Hampus Bergdahl

Personal information
- Full name: Pehr Hampus Bergdahl
- Date of birth: 5 February 1995 (age 30)
- Place of birth: Sweden
- Height: 1.84 m (6 ft 1⁄2 in)
- Position: Centre back

Team information
- Current team: Team TG
- Number: 18

Youth career
- 0000–2011: Asarums IF
- 2011–2013: Mjällby AIF

College career
- Years: Team / Apps / (Gls)
- 2016–2017: Syracuse University / 12 / (0)
- 2018–2019: San Diego State University / 22 / (0)

Senior career*
- Years: Team / Apps / (Gls)
- 2011: Asarums IF / 1 / (0)
- 2011–2015: Mjällby AIF / 10 / (1)
- 2015: → Asarums IF (loan) / 9 / (1)
- 2016–2019: Asarums IF / 31 / (2)
- 2020–: Team TG / 15 / (0)

= Hampus Bergdahl =

Swedish footballer

Hampus Bergdahl (born 5 February 1995) is a Swedish footballer who plays for Mjällby AIF as a defender. He previously played collegiately in the United States.

==Career==
===Club career===
Bergdahl is a product of Asarums IF FK, which he left for Mjällby AIF at the age of 16 in 2011. Bergdahl made his Allsvenskan debut on 27 July 2014 in a 3-0 win over IFK Göteborg, where he was substituted in the 66th minute.

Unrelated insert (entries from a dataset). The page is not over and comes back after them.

PR #224, opened 2020-10-12
Special Export Features: Update op_export.py

TikiBear:
Add enabling check boxes for texture-map-on-export and hobble-beziers-on-export features.

### DIFF
--- a/korman/operators/op_export.py
+++ b/korman/operators/op_export.py
@@ -63,6 +63,14 @@ class PlasmaAgeExportOperator(ExportOperator, bpy.types.Operator):
                                         "description": "Forces the Blender System Console open during the export",
                                         "default": True}),
 
+        "transform_offsets": (BoolProperty, {"name": "Transform Texture Offsets",
+                                        "description": "Transforms Blender Texture Offsets to Plasma during the export",
+                                        "default": False}),
+
+        "bad_beziers": (BoolProperty, {"name": "Hobble Bezier Animation",
+                                        "description": "Forces Worst-Case Beziers during the export",
+                                        "default": False}),
+
         "texcache_path": (StringProperty, {"name": "Texture Cache Path",
                                            "description": "Texture Cache Filepath"}),
 


TikiBear:
Companion pull requests: animation.py, material.py, ui_world.py

TikiBear:
Texture offset issue: Blender's texture coordinates are different from Plasma's. The first of the two proposed features maps the coordinates on export.
Bezier issue: The tangents in bezier fcurves are randomly set to zero on export. The second proposed feature sets them all to zero so results are repeatable.
I don't expect these features to be of particular interest since everyone must already take the issues into account in their own way. But, it's hacktoberfest so here are my approaches.
If there's actually a fix for the bezier issue please let me know!

Hoikas:
I'm not intending to ignore these pull requests - I've just been occupied with lots of projects and am still trying to wrap my head around this particular issue.

Hoikas:
Regarding braziers, I've checked in with @DoobesURU to see if he's noticed anything odd. Are you exporting with the FPS set to 30? It's possible that either we have a math error in the exporter for non-30 fps values or we are running into another integer math truncation issue in the engine. Using non-30 FPS values is a really bad idea, especially for the MOUL engine, which only uses integer frame numbers for its animations.

TikiBear:
I always export with FPS=30. I'll double check, though.

TikiBear:
I checked and am exporting at 30FPS.
Integer truncation is an issue I hadn't considered. I'll look into that.

TikiBear:
I tried some tests and see an interesting result. Results haven't been repeatable, though, so I'll try some more things.

TikiBear:
I continue to get random zero tangents. I have tried in the past to figure out a pattern, but I haven't found one yet.

TikiBear:
When I say random I mean that every time the age is exported I get a different trajectory even if I don't change the animation. I wonder if Blender's dodgy memory management is the culprit.

Hoikas:
> a different trajectory

Does this mean the animation itself is different or the InTan and OutTan in PRP Shop are different?

TikiBear:
The observed animation is different. I haven't used PRP shop, but the way to duplicate the strange trajectories is to set InTan and OutTan in Blender to zero.

TikiBear:
I used PRPShop to look at the animation XML object. The InTan and OutTan values appear to be correct, counter to the observed trajectory. I don't know where to look next.

TikiBear:
Note that the bezier hobbling feature isn't required to make animation that works around the bug. It just removes the random element and gives consistent feedback.

Hoikas:
I wonder if this is related to the issue with incorrect coordinates due to object parenting that we see in subworlds. :/

TikiBear:
The trajectories match at the keyframes, so I don't think it's related to subworld parenting. Only the movement between keyframes is incorrect.

TikiBear:
I propose this be closed. I think it's really overkill at this point. Note that it contains something for #221, which is closed IFO #243.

In July 2015, Bergdahl was loaned out his parent club Asarums IF for the rest of the season. He played nine games and scored a goal for the club in Division 2.

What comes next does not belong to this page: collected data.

PR #226, opened 2020-10-20
Fix Exponential Fog

DoobesURU:
This was something minor that came up awhile back. For some reason, SetDefExp2 type fog doesn't seem to work upon export in either MOUL or PotS/CC, but regular SetDefExp does. This is just a proposed minor change to use the regular SetDefExp option if fixing the other is too big a task.

Yeah, could probably have left everything except `Graphics.Renderer.Fog.SetDefExp` alone, but I figured we'd want things uniform across the board. 😉

### DIFF
--- a/korman/properties/prop_world.py
+++ b/korman/properties/prop_world.py
@@ -31,7 +31,7 @@ class PlasmaFni(bpy.types.PropertyGroup):
     fog_method = EnumProperty(name="Fog Type",
                               items=[
                                      ("linear", "Linear", "Linear Fog"),
-                                     ("exp2", "Exponential", "Exponential Fog"),
+                                     ("exp", "Exponential", "Exponential Fog"),
                                      ("none", "None", "Use fog from the previous age")
                                     ])
     fog_start = FloatProperty(name="Start",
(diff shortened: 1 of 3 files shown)


korman/properties/prop_world.py
```diff
@@ -31,7 +31,7 @@ class PlasmaFni(bpy.types.PropertyGroup):
     fog_method = EnumProperty(name="Fog Type",
                               items=[
                                      ("linear", "Linear", "Linear Fog"),
-                                     ("exp2", "Exponential", "Exponential Fog"),
+                                     ("exp", "Exponential", "Exponential Fog"),
```
Hoikas, line 34: This change *may* impact existing blend files.

DoobesURU: This was actually tested with an existing blend...in this case, Kotsahvosahn, the waystation. Seemed to export fine and didn't seem to affect it negatively AFAICT.

Hoikas: The specific case I'm worried about is if blends that are already set to "exp2" suddenly change to linear or none when opened with this change. Was the blend you tested already set to "exp2" and correctly converted to "exp"?

DoobesURU: Er, yes...it randomly fogs certain items in linear and exponential stays stuck at its FNI value even with console modification. "None" still seems to do what it's supposed to.

And here I thought this'd be a small change. Ha!

DoobesURU: So an update...I see why the fog was off...and it wasn't due to the change, but it may be something to address.

The start fog value was larger than the end fog value, which is what was causing the issues above. I switched the values and it works as it should now...although not related, linear fog looks weird for the waystation.

I tried adding a few if/else lines to find this exception and raise an error, but...it crashed Korman and Blender completely. 😮 

Would it be worth raising an error if this happens, and if so, what the best, non-crash way to do so?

In January 2016, Bergdahl moved to the United States to study at Syracuse University. He played six matches for the university's football team in 2016. During the summer holidays of college education, Bergdahl was back in Asarums IF and played eight matches and scored one goal in Division 2 in 2016.

In January 2020, Bergdahl was recruited by Team TG FF, where he signed a one-year contract with an option for another year.